Connectivity of the Posterior Cerebellum: Transsynaptic Viral Tracing with Light-Sheet Imaged Whole-Mouse Brains

Abstract

The cerebellum is conserved across vertebrate evolution, representing a constant mammalian brain fraction. Classically, the cerebellum has been associated only with motor functions. However, the nonmotor role of the cerebellum has recently begun to attract greater attention; currently, its role in brain processing is poorly understood. Cerebellar disruption has consequences beyond motor coordination. Injuries to the posterior cerebellum produces a cognitive-affective syndrome characterized by nonmotor impairment in executive function and affect.

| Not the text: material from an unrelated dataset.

PR #210, opened 2026-06-13
fix: strip namespace prefix in handleMaxCalls counter key (#206)

### LINKED ISSUE #206: bug: handleMaxCalls does not strip namespace prefix from ToolName, inconsistent with handleSequenceBlock and recordSessionCall
## Summary

Three sites in `pkg/enforcement/` that build per-key strings from `req.ToolName` handle the optional namespace prefix (`tool:`, `resource:`, etc.) inconsistently:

The cerebellum receives substantial input from nonmotor cortical regions and projects back to the neocortex. Much evidence has come from neuroanatomical viral tracing studies in primates, suggesting polysynaptic loops join forebrain areas with the cerebellum. Enriched understanding of nonmotor cerebellar function can be achieved by identifying cerebellar polysynaptic connections to nonmotor neocortical areas. Anatomical studies of nonmotor cerebello-cortical loops are instructive of the cerebellum’s role in cognition and affect-function derived from structure.

Transsynaptic tracing, histology, and subsequent analysis have challenges including low detection signal, tissue sectioning damage, and biases from manual quantification and anatomical assignment cells. Primary contributions of the thesis involve combining viral tracing with histological techniques for automated quantification of transsynaptic connectivity. I have optimized tissue clearing techniques for detection of virally-infected cells, allowing for volumetric imaging of whole-mouse brains with light-sheet microscopy. Using computational alignment software, I can automatedly and reproducibly register brain volumes to an atlas, removing error-prone manual structure identification. I have generated a local atlas with a complete cerebellum, which maintains translatability with the field standard that lacks the posterior cerebellum. This approach serves as a template solution anatomical commutability across research groups. Using neural networks, we have developed a three-dimensional cell detection pipeline capable of efficiently and accurately detecting polysynaptic connectivity in large brain volumes. Using this pipeline, I present findings showing the cerebellum densely projects to and can influence nonmotor brain regions with functions typically associated with autism spectrum disorder.